Task item :: Your task is to copy each line of the records that includes the string "bareMetalInventory".

(Stored items from a collection)
- - - - - - -
PR #2970, opened 2021-11-22
MGMT-8279: kube-api - ensure release images exists upon install

danielerez:
# Assisted Pull Request

## Description

To avoid a missing release image on host installation, ClusterDeploymentsReconciler now ensures that the relevant image exists in version cache before invoking installation.

- [ ] New Feature
- [x] Bug fix
- [ ] Tests
- [ ] Documentation
- [ ] CI/CD 

- [ ] Cloud
- [ ] None

## How was this code tested?

- [ ] dev-scripts environment
- [ ] No tests needed

## Assignees

/cc @rollandf 
/cc @filanov 
/cc @eranco74 
/cc @nmagnezi 

## Checklist

## Reviewers Checklist

### DIFF
--- a/internal/controller/controllers/clusterdeployments_controller.go
+++ b/internal/controller/controllers/clusterdeployments_controller.go
@@ -229,19 +229,24 @@ func (r *ClusterDeploymentsReconciler) Reconcile(origCtx context.Context, req ct
 
 	// Create Kubeconfig no-ingress if needed
 	if *cluster.Status == models.ClusterStatusInstalling || *cluster.Status == models.ClusterStatusFinalizing {
-		if err := r.createNoIngressKubeConfig(ctx, log, clusterDeployment, cluster, clusterInstall); err != nil {
-			log.WithError(err).Error("failed to create kubeconfig no-ingress secret")
-			return r.updateStatus(ctx, log, clusterInstall, cluster, err)
+		if err1 := r.createNoIngressKubeConfig(ctx, log, clusterDeployment, cluster, clusterInstall); err1 != nil {
+			log.WithError(err1).Error("failed to create kubeconfig no-ingress secret")
+			return r.updateStatus(ctx, log, clusterInstall, cluster, err1)
 		}
+	}
+
+	pullSecret, err := getPullSecretData(ctx, r.Client, r.APIReader, clusterDeployment.Spec.PullSecretRef, req.Namespace)
+	if err != nil {
+		log.WithError(err).Error("failed to get pull secret")
+		return r.updateStatus(ctx, log, clusterInstall, nil, err)
 	}
 
 	if swag.StringValue(cluster.Kind) == models.ClusterKindCluster && !clusterInstall.Spec.HoldInstallation {
 		// Day 1
-		return r.installDay1(ctx, log, clusterDeployment, clusterInstall, cluster)
-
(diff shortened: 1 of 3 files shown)


internal/controller/controllers/clusterdeployments_controller.go
```diff
@@ -365,6 +370,13 @@ func (r *ClusterDeploymentsReconciler) installDay1(ctx context.Context, log logr
 			return ctrl.Result{Requeue: true, RequeueAfter: longerRequeueAfterOnError}, nil
 		}
 
+		// Ensure release image exists in versions cache
+		_, err = r.addReleaseImage(ctx, clusterInstall.Spec, pullSecret)
+		if err != nil {
+			log.WithError(err).Error("failed to add OCP version")
```
nmagnezi, line 376: this line is repeated both here and in `installDay2Hosts()`, maybe it should be included in `addReleaseImage()`?
Additionally, this is not informative enough to the reader. please also print for which image name this is failing.

nmagnezi (changes requested):
Please also add unit-test(s) that reconciles with some invalid image name and expect an error. We want to assert for the error and to make sure it does not Requeue for that reason.

internal/controller/controllers/clusterdeployments_controller.go
danielerez: sure, added.

internal/controller/controllers/clusterdeployments_controller.go
```diff
@@ -229,19 +229,24 @@ func (r *ClusterDeploymentsReconciler) Reconcile(origCtx context.Context, req ct
 
 	// Create Kubeconfig no-ingress if needed
 	if *cluster.Status == models.ClusterStatusInstalling || *cluster.Status == models.ClusterStatusFinalizing {
-		if err := r.createNoIngressKubeConfig(ctx, log, clusterDeployment, cluster, clusterInstall); err != nil {
+		if err1 := r.createNoIngressKubeConfig(ctx, log, clusterDeployment, cluster, clusterInstall); err != nil {
```
filanov, line 232: why do you need to create err1? 
regardless there is a bug here 
```suggestion
		if err1 := r.createNoIngressKubeConfig(ctx, log, clusterDeployment, cluster, clusterInstall); err1 != nil {
```

filanov: it means that your unit test don't cover bad flows

filanov:
Why call it only on installation? 
What is the downside to call it all the time?

danielerez:
> Please also add unit-test(s) that reconciles with some invalid image name and expect an error. We want to assert for the error and to make sure it does not Requeue for that reason.

Added.

danielerez:
> Why call it only on installation? What is the downside to call it all the time?

So currently we actually don’t have caching based on release image url: https://github.com/openshift/assisted-service/blob/1b0a65263d27d00903f71ec8de65448380f739cc/internal/versions/versions.go

To avoid invoking ‘oc adm release info’ redundantly, added it only once before installation. We can add caching for that, but not sure we want to rely on the specified url (i.e. is it safe to assume users won't use 'latest' tag or such?)

filanov (approved):

carbonin:
Missing this in 2.4 is causing https://issues.redhat.com/browse/MGMT-11956

PR #3460, opened 2022-03-09
MGMT-9539: Add presigned iPXE script URL endpoint

carbonin:
### Add an endpoint which generates a pre-signed URL to the iPXE script for an infra-env.

The new endpoint itself is rather simple. It uses the URL builder to create the url and signs it using the same method we use for ISO downloads.

The more complicated parts are the two initial refactoring commits:

#### Deduplicate presigned URL swagger objects
Previously there were two url types defined in the swagger spec `presigned` and `infra-env-image-url` both served the same purpose and had a `url` attribute.
This commit combines these implementations into a new type, `presigned-url` which will also be used for the upcoming endpoint to get a url to download the ipxe boot script.

#### Allow image auth in a query param
This commit adds a new security definition `imageURLAuth` to handle query parameter based auth for downloading infra-env files.
This is how a pre-signed URL for the ipxe-script will be implemented.
The authentication for this definition will be implemented using the same functions as imageAuth. The only differences here are how the token is provided (query param rather than header) and to which endpoints it applies (only the infra-env files download for url-based).

https://issues.redhat.com/browse/MGMT-9539

- [x] New Feature 
- [ ] Enhancement 
- [ ] Bug fix
- [ ] Tests
- [ ] Documentation
- [ ] CI/CD 

- [x] Cloud
- [ ] None

## How was this code tested?

- [ ] dev-scripts environment
- [ ] No tests needed

## Assignees

/cc @filanov 
/cc @avishayt 
/cc @CrystalChun 

## Checklist

## Reviewers Checklist


swagger.yaml
```diff
@@ -9129,8 +9173,10 @@ definitions:
         type: string
         format: uuid
 
-  infra-env-image-url:
```
filanov, line 9132: does it affect any of the clients?

internal/bminventory/inventory_v2_handlers.go
```diff
@@ -643,3 +643,37 @@ func (b *bareMetalInventory) infraEnvIPXEScript(ctx context.Context, infraEnv *c
 
 	return fmt.Sprintf(ipxeScriptFormat, kernelURL, rootfsURL, initrdURL), nil
 }
+
+func (b *bareMetalInventory) GetInfraEnvIPXEScriptDownloadURL(ctx context.Context, params installer.GetInfraEnvIPXEScriptDownloadURLParams) middleware.Responder {
```
filanov, line 647: Besides getting the URL is it going to be stored? 
I don't remember this part and i didn't find it in the enhancement

swagger.yaml
```diff
@@ -4470,6 +4475,53 @@ paths:
           schema:
             $ref: '#/definitions/error'
 
+  /v2/infra-envs/{infra_env_id}/downloads/ipxe-script-url:
```
avishayt, line 4478: We already have:
/v2/clusters/{cluster_id}/downloads/files-presigned
So maybe create
/v2/infra-envs/{infra_env_id}/downloads/files-presigned
?

internal/bminventory/inventory_v2_handlers.go
carbonin: > it going to be stored?

No, only in the infraenv kube-api.

swagger.yaml
carbonin: I'm not sure, good question. I hope not as the API isn't actually changing, but maybe it would change the type name that was generated or something.

I don't think the agent is getting pre-signed URLs and given that the tests passed I guess it's not a problem for test-infra. Can we ask someone on the UI team?

swagger.yaml
carbonin: :shrug: Sure.

Do we care about making it work for the discovery ignition as well as the ipxe script?

swagger.yaml
jkilzi: **It will change the name of the generated TypeScript interface**

TL;DR: no big deal because the object remains the same (same members) it won't affect the UI code during runtime. In our dev-environments, we'll have to rename the interface in a few places.

PS: thanks for marking the `url` as required :)

filanov (approved):

filanov:
was merged to 2.5 no need to backport.

PR #3469, opened 2022-03-13
NO-ISSUE: sporadic ci failure to get epel metadata

slaviered:
building assisted-service-build in ci fails sporadically
with the message:
Cannot retrieve metalink for repository: epel/x86_64

cleaning the cache and updating certificates was recommended as
the course of action to reduce the probability of such an error

- [ ] New Feature 
- [ ] Enhancement 
- [x] Bug fix
- [ ] Tests
- [ ] Documentation
- [ ] CI/CD 

- [ ] Cloud
- [ ] None

## How was this code tested?

- [ ] dev-scripts environment
- [ ] No tests needed

## Assignees

/cc @
/cc @

## Checklist

## Reviewers Checklist

### DIFF
--- a/hack/setup_env.sh
+++ b/hack/setup_env.sh
@@ -53,10 +53,10 @@ function assisted_service() {
     install -o root -g root -m 0755 /tmp/kubectl /usr/local/bin/kubectl && \
     rm -f /tmp/kubectl
 
+  yum clean all && yum makecache
+  yum --disablerepo=epel -y update ca-certificates
   yum install -y --setopt=skip_missing_names_on_install=False \
     docker podman awscli python3-pip genisoimage skopeo p7zip
-
-  yum clean all
 
   butane
 


slaviered:
@osherdp is this the right place for the update of certificates and cache cleaning or should I transfer it out to the start of the assisted-service-build dockerfile just after fetching the epel package?

hack/setup_env.sh
```diff
@@ -53,11 +53,11 @@ function assisted_service() {
     install -o root -g root -m 0755 /tmp/kubectl /usr/local/bin/kubectl && \
     rm -f /tmp/kubectl
 
+  yum clean all && yum makecache
+  yum --disablerepo=epel -y update ca-certificates
```
osherdp, line 57: what ``--disablerepo=epel`` means in the context of this command?

osherdp:
> @osherdp is this the right place for the update of certificates and cache cleaning or should I transfer it out to the start of the assisted-service-build dockerfile just after fetching the epel package?

depending on if it's related only to docker or in general

hack/setup_env.sh
danielerez: iinm, it's just a common workaround to update certs, as epel repo is using https. I.e. update the certificates while avoiding failure with fetching epel.

osherdp: so we update certs for all repositories but epel, and afterwards it will not try to do the same for epel?
any link to this kind of suggestion? (from stackoverflow I assume)

danielerez: I think it should update all certs, the disable of epel is just to prevent failure.
here's some reference: https://techglimpse.com/yum-install-epel-repo-error-solution/

osherdp: can we see if we can just remove epel usage?
that would be better if possible

osherdp (changes requested):

hack/setup_env.sh
danielerez: epel is required for p7zip: https://linuxconfig.org/how-to-install-p7zip-on-redhat-8
do u suggest install it manually instead? is it worth the effort:/

osherdp: I couldn't find any 7za usage
So our best option is to remove installation of epel and 7zip

danielerez: no luck. jq is also in epel, not sure if it's used in the image though.

osherdp: you're sure ``jq`` requires epel?
I did manage to remove epel installation and still install ``jq``

danielerez: tried 'skipper build assisted-service-build' without jq:
#5 9.056 No package jq available.

maybe you got jq from another repo?
try 'yum search jq'?

slaviered: jq is needed for the scripts

osherdp: Ah oops, you're right. It's required
Either way we can proceed with your solution if it will do no harm (and it seems to not harm anything)

osherdp (approved):

hack/setup_env.sh
slaviered: we can move the certificate update to the place in the Dockerfile where we bring in epel release. This way it will also affect previous calls to yum update

osherdp: The reason it's so confusing is that we're based on centos **7** in our dockerfile
We should figure out a way to solve it too, but that's another issue

PR #3474, opened 2022-03-13
NO-ISSUE: generate support rootless podman

celebdor:
When doing things like `make generate-python-client`, we instructed
docker to map the local user into the container, so that the files will
have the right ownership after the Docker part of the build.

In podman, when running it rootless (there's no reason why we'd ever
need to run those steps with root podman), root inside the container is
already the right user outside of the container, so we need to prevent
this setting from applying.

The commit also makes sure that if you have the docker command supported
with podman, it will detect rightly that it is podman you are using.

Yes, preferably by somebody using either docker and/or podman in Linux and Mac OS 
Yes

- [x] Enhancement 
- [x] CI/CD 

## How was this code tested?

It was tested on Fedora 35 with rootless podman with the `make generate-python-client`

- [ ] dev-scripts environment
- [ ] No tests needed

## Assignees

/cc @osherdp 
/cc @eliorerz 
/cc @mkowalski 

## Checklist

I don't think it needs doc changes nor unit tests.

## Reviewers Checklist

### DIFF
--- a/Makefile
+++ b/Makefile
@@ -3,6 +3,9 @@ PWD = $(shell pwd)
 BUILD_FOLDER = $(PWD)/build/$(NAMESPACE)
 ROOT_DIR := $(or ${ROOT_DIR},$(shell dirname $(realpath $(firstword $(MAKEFILE_LIST)))))
 CONTAINER_COMMAND := $(or ${CONTAINER_COMMAND},docker)
+ifeq ($(CONTAINER_COMMAND), docker)
+	CONTAINER_COMMAND = $(shell docker -v | cut -f1 -d' ' | tr '[:upper:]' '[:lower:]')
+endif
 TARGET := $(or ${TARGET},local)
 KUBECTL=kubectl -n $(NAMESPACE)
 
@@ -17,6 +20,9 @@ endif
 
 ifeq ($(CONTAINER_COMMAND), podman)
 	PUSH_FLAGS = --tls-verify=false
+	UID_FLAGS =
+else
+	UID_FLAGS = -u $(shell id -u):$(shell id -u)
 endif
 
 ASSISTED_ORG := $(or ${ASSISTED_ORG},quay.io/edge-infrastructure)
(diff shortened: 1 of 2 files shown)


hack/generate.sh
```diff
@@ -13,21 +13,21 @@ function lint_swagger() {
 
 function generate_go_server() {
     rm -rf restapi
-    docker run -u $(id -u):$(id -u) -v ${__root}:${__root}:rw,Z -v /etc/passwd:/etc/passwd -w ${__root} \
+    docker run $UID_FLAGS -v ${__root}:${__root}:rw,Z -v /etc/passwd:/etc/passwd -w ${__root} \
```
osherdp, line 16: I think we have another usage of this file outside of this makefile, so it will be a good idea to provide some default values in case ``UID_FLAGS`` is not defined

Makefile
```diff
@@ -3,6 +3,9 @@ PWD = $(shell pwd)
 BUILD_FOLDER = $(PWD)/build/$(NAMESPACE)
 ROOT_DIR := $(or ${ROOT_DIR},$(shell dirname $(realpath $(firstword $(MAKEFILE_LIST)))))
 CONTAINER_COMMAND := $(or ${CONTAINER_COMMAND},docker)
+ifeq ($(CONTAINER_COMMAND), docker)
+	CONTAINER_COMMAND = $(shell docker -v | cut -f1 -d' ')
```
osherdp, line 7: hmm, doesn't work for me
```
make: Docker: Command not found
```

osherdp: also, why do we need it?

osherdp (changes requested):

hack/generate.sh
celebdor: that's a very good point! Thanks, @osherdp !

Makefile
celebdor: If you have `docker` pointing to podman, it otherwise thinks you are using docker, not podman. So this is a way to detect when you have podman posing as docker.

osherdp (approved):

osherdp:
/hold
/test e2e-metal-assisted-onprem
just to be extra-safe

PR #3482, opened 2022-03-15
MGMT-9443: tenancy based auth

slaviered:
The current authorization scheme in the SaaS grants read and write
access only to the cluster's owner. To align with the OCM authorization
scheme, we would like to allow the following:

- A tenancy-based read-only access to resources.
- Users should be allowed to grant editing capabilities to their
  resources to other users in their organization.

To establish a tenancy-based authorization, the auth middleware now
performs the following:

- 'Ownership' is now defined on an organization level (a user is allowed
   access if they belong to the same organization as the resource's creator).

- For Update and Delete of cluster-related APIs, the authorizer shall issue
   an additional query to AMS to check if the user is allowed to change the
   resource. This change supports the 'Cluster Editor' role assignment.

- If the API is related to a cluster-bound InfraEnv, the access permission is
  established by the bound cluster as described above.

- If the API is related to a non-bound InfraEnv, ownership for reading access
  is established on the organization level. Update and Delete operations are
  allowed only to the resource creator.

- [ ] New Feature 
- [ ] Enhancement 
- [ ] Bug fix
- [ ] Tests
- [ ] Documentation
- [ ] CI/CD 

- [ ] Cloud
- [x] None

## How was this code tested?

- [ ] dev-scripts environment
- [x] No tests needed

## Assignees

/cc @
/cc @

## Checklist

## Reviewers Checklist

### DIFF
--- a/pkg/auth/auth_utils.go
+++ b/pkg/auth/auth_utils.go
@@ -1,6 +1,8 @@
 package auth
 
 import (
+	"net/http"
+
 	"github.com/go-openapi/runtime"
 	"github.com/go-openapi/strfmt"
 	"github.com/openshift/assisted-service/internal/common"
@@ -33,4 +35,14 @@ func shouldStorePayloadInCache(err error) bool {
 		return serr.StatusCode() < 500
 	}
 	return false
+}
+
+func isUpdateRequest(request *http.Request) bool {
+	return request != nil && (request.Method == http.MethodPost ||
+		request.Method == http.MethodPut ||
+		request.Method == http.MethodPatch)
+}
+
+func isDeleteRequest(request *http.Request) bool {
+	return request != nil && request.Method == http.MethodDelete
 }
--- a/pkg/auth/authz_handler.go
+++ b/pkg/auth/authz_handler.go
@@ -5,6 +5,7 @@ import (
 	"errors"
 	"fmt"
 	"net/http"
+	"time"
 
 	"github.com/go-openapi/runtime/middleware"
 	"github.com/golang-jwt/jwt/v4"
@@ -19,6 +20,7 @@ import (
 )
 
 type AuthzHandler struct {
+	cfg     *Config
 	Enabled bool
 	log     logrus.FieldLogger
 	client  *ocm.Client
@@ -27,6 +29,7 @@ type AuthzHandler struct {
 
 func NewAuthzHandler(cfg *Config, ocmCLient *ocm.Client, log logrus.FieldLogger, db *gorm.DB) *AuthzHandler {
 	a := &AuthzHandler{
+		cfg:     cfg,
 		Enabled: cfg.AuthType == TypeRHSSO,
 		client:  ocmCLient,
 		log:     log,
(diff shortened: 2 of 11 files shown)


config/crd/bases/agent-install.openshift.io_agents.yaml
```diff
@@ -4,7 +4,7 @@ apiVersion: apiextensions.k8s.io/v1
 kind: CustomResourceDefinition
 metadata:
   annotations:
-    controller-gen.kubebuilder.io/version: v0.4.1
+    controller-gen.kubebuilder.io/version: v0.6.2
```
danielerez, line 7: no need for these changes in this pr...

pkg/auth/auth_utils.go
```diff
@@ -34,3 +36,10 @@ func shouldStorePayloadInCache(err error) bool {
 	}
 	return false
 }
+
+func isUpdateRequest(request *http.Request) bool {
+	return request != nil && (request.Method == http.MethodPost ||
+		request.Method == http.MethodPut ||
+		request.Method == http.MethodPatch ||
+		request.Method == http.MethodDelete)
```
danielerez, line 44: maybe we should handle delete separately. i.e. we can check against AMS whether delete action is permitted instead of update. just in case the role model would change.

pkg/auth/authz_handler.go
```diff
@@ -46,20 +47,124 @@ func (a *AuthzHandler) CreateAuthorizer() func(*http.Request) error {
...
+		return handleOwnershipQueryError(err)
+	}
+
+	return true, nil
+}
+
+func (a *AuthzHandler) isObjectOwnedByOrg(id string, obj interface{}, payload *ocm.AuthPayload) (bool, error) {
 	if a.db != nil {
-		err := a.db.First(obj, "id = ? and user_name = ?", id, username).Error
+		err := a.db.First(obj, "id = ? and org_id = ?", id, payload.Organization).Error
```
danielerez, line 78: maybe worth caching this as well. to avoid redundant calls to db.

pkg/auth/authz_handler.go
```diff
@@ -46,20 +47,124 @@ func (a *AuthzHandler) CreateAuthorizer() func(*http.Request) error {
...
+	} else {
+		return a.isObjectOwnedByUser(id, obj, payload)
+	}
+}
+
+func (a *AuthzHandler) hasSubscriptionAccess(clusterId string, payload *ocm.AuthPayload) (bool, error) {
+	if ownedBy, err := a.isObjectOwnedByUser(clusterId, &common.Cluster{}, payload); ownedBy {
+		return true, nil
+
+	} else if a.isTenancyEnabled() {
```
danielerez, line 97: no need for else here (returned in the prev if)

pkg/ocm/authorization.go
```diff
@@ -21,18 +22,34 @@ type authorization struct {
 }
 
 func (a authorization) AccessReview(ctx context.Context, username, action, resourceType string) (allowed bool, err error) {
+	return a.accessReview(ctx, username, "", action, resourceType, "")
+}
+
+func (a authorization) SubscriptionAccess(ctx context.Context, username, org, action, subscriptionId string) (allowed bool, err error) {
```
danielerez, line 28: can we keep this helper in authz_handler? as this is just a wrapper of AccessReview, it would probably be cleaner to keep this correlated to the OCM auth external API.
I.e. just add to current AccessReview func organizationId and subscriptionId as done in the API: https://api.openshift.com/?urls.primaryName=Authorization%20service#/default/post_api_authorizations_v1_access_review

pkg/auth/authz_handler.go
```diff
@@ -162,6 +269,11 @@ func (a *AuthzHandler) allowedToUseAssistedInstaller(username string) (bool, err
 		context.Background(), username, ocm.AMSActionCreate, ocm.BareMetalClusterResource)
 }
 
+func (a *AuthzHandler) hasClusterEditRole(payload *ocm.AuthPayload, subscriptionID string) (bool, error) {
```
danielerez, line 272: can we pass subscriptionID as UUID instead of string? should be nicer to get the string value when invoking the AccessReview API.

pkg/ocm/utils.go
```diff
@@ -13,6 +13,7 @@ import (
 const (
 	BareMetalClusterResource string = "BareMetalCluster"
 	AMSActionCreate          string = "create"
+	AMSActionUpdate          string = "update"
```
danielerez, line 16: we should consider also AMSActionDelete

pkg/auth/auth_utils.go
slaviered: I thought we agreed to have the update action for delete?

pkg/ocm/authorization.go
slaviered: But then I will have to change all the places for access review calls because the API will change (it needs more parameters).

config/crd/bases/agent-install.openshift.io_agents.yaml
slaviered: it's temporary problem in master that will be solved soon

subsystem/authz_test.go
```diff
@@ -100,7 +100,12 @@ var _ = Describe("test authorization", func() {
 		})
 	})
 
-	Context("regular user", func() {
+	Context("regular user - tenancy disabled", func() {
+		if Options.EnableOrgTenancy {
```
slaviered, line 104: These tests should succeed even under tenancy access rules. We should see what is wrong here

pkg/auth/authz_handler.go
```diff
@@ -46,20 +49,123 @@ func (a *AuthzHandler) CreateAuthorizer() func(*http.Request) error {
...
-		err := a.db.First(obj, "id = ? and user_name = ?", id, username).Error
+		err := a.db.First(obj, "id = ? and org_id = ?", id, payload.Organization).Error
+		return handleOwnershipQueryError(err)
+	}
+
+	return true, nil
+}
+
+func (a *AuthzHandler) hasOwnerAccess(id string, obj interface{}, payload *ocm.AuthPayload) (bool, error) {
+	if a.isTenancyEnabled() {
```
slaviered, line 87: perhaps here the best way is to ask first if object owned by user and only then own by org for backward comparability reasons

romfreiman:
Are we aligned with the UI on the implementation and will it play nicely with unified cluster list in OCM UI?

slaviered:
> Are we aligned with the UI on the implementation and will it play nicely with unified cluster list in OCM UI?

Yes on both accounts

danielerez:
> > Are we aligned with the UI on the implementation and will it play nicely with unified cluster list in OCM UI?
> 
> Yes on both accounts

Right, the OCM UI already has an 'Access control' tab for every cluster in the unified cluster list. So it allows to grant a ClusterEditor role for another user in the org. I.e. we can rely on that when querying AMS.

pkg/auth/authz_handler.go
```diff
@@ -46,20 +49,123 @@ func (a *AuthzHandler) CreateAuthorizer() func(*http.Request) error {
...
+	return true, nil
+}
+
+func (a *AuthzHandler) isObjectOwnedByUser(id string, obj interface{}, payload *ocm.AuthPayload) (bool, error) {
+	if a.db != nil {
+		err := a.db.First(obj, "id = ? and user_name = ?", id, payload.Username).Error
+		return handleOwnershipQueryError(err)
+	}
+
+	return true, nil
```
danielerez, line 74: If db is null we should return false and some error, maybe an early return first?

pkg/auth/authz_handler.go
```diff
@@ -46,20 +49,123 @@ func (a *AuthzHandler) CreateAuthorizer() func(*http.Request) error {
...
+}
+
+func (a *AuthzHandler) isObjectOwnedByOrg(id string, obj interface{}, payload *ocm.AuthPayload) (bool, error) {
 	if a.db != nil {
-		err := a.db.First(obj, "id = ? and user_name = ?", id, username).Error
+		err := a.db.First(obj, "id = ? and org_id = ?", id, payload.Organization).Error
+		return handleOwnershipQueryError(err)
+	}
+
+	return true, nil
```
danielerez, line 83: same

pkg/auth/authz_handler.go
danielerez: yeah, could be cleaner as tenancy is a specific use-case.

pkg/ocm/authorization.go
danielerez: We use it in only one place iinm, worth it for a small change:)

subsystem/authz_test.go
danielerez: Yes but there are a few tests that should fail in case of tenancy enabled. E.g. "can't get not owned cluster" - when tenancy is enabled a user can get not owned cluster if in same org. So need to go over these and change/add ones specifically for tenancy support.

pkg/auth/authz_handler.go
```diff
@@ -162,6 +270,11 @@ func (a *AuthzHandler) allowedToUseAssistedInstaller(username string) (bool, err
 		context.Background(), username, ocm.AMSActionCreate, ocm.BareMetalClusterResource)
 }
 
+func (a *AuthzHandler) hasClusterEditRole(payload *ocm.AuthPayload, subscriptionID string) (bool, error) {
+	return a.client.Authorization.SubscriptionAccess(
+		context.Background(), payload.Username, payload.Organization, ocm.AMSActionUpdate, subscriptionID)
```
danielerez, line 275: So after checking in AMS, seems the AccessReview API accepts an 'AMS id' for the organization (i.e. as for subscription). However, for each user we get in the payload the external_id of the organization, which is different. Any way, the organization ID is optional in this API as it's already available AMS database. Both accounts and subscriptions tables as org_id column, so it's redundant for checking perms. In short, we simply don't need to pass payload.Organization :)

pkg/auth/authz_handler.go
slaviered: No. This is a deliberate behavior of this layer to support some unit tests

pkg/auth/auth_utils.go
slaviered: fixed

pkg/ocm/authorization.go
slaviered: changed.

pkg/auth/authz_handler.go
slaviered: fixed

pkg/auth/authz_handler.go
slaviered: on a separate PR

pkg/auth/authz_handler.go
slaviered: All the APIs in this file are using strings.

danielerez (commented):
looks good. minor comments.

subsystem/authz_test.go
```diff
@@ -117,6 +117,11 @@ var _ = Describe("test authorization", func() {
 			Expect(err).ShouldNot(HaveOccurred())
 		})
 
+		It("with cluster editor role can get cluster", func() {
+			_, err := editclusterUserBMClient.Installer.V2DeregisterCluster(ctx, &installer.V2DeregisterClusterParams{ClusterID: userClusterID})
```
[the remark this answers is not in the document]
slaviered: it should. Will fix

subsystem/wiremock_stubs.go
```diff
@@ -81,6 +82,10 @@ func (w *WireMock) CreateWiremockStubsForOCM() error {
 		return err
 	}
 
+	if err := w.createStubsForClusterEditor(); err != nil {
```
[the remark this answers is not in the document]
slaviered: Yes. With the next version I am uploading you will not see that part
- - - - - - -
Output for this task ::
@@ -643,3 +643,37 @@ func (b *bareMetalInventory) infraEnvIPXEScript(ctx context.Context, infraEnv *c
+func (b *bareMetalInventory) GetInfraEnvIPXEScriptDownloadURL(ctx context.Context, params installer.GetInfraEnvIPXEScriptDownloadURLParams) middleware.Responder {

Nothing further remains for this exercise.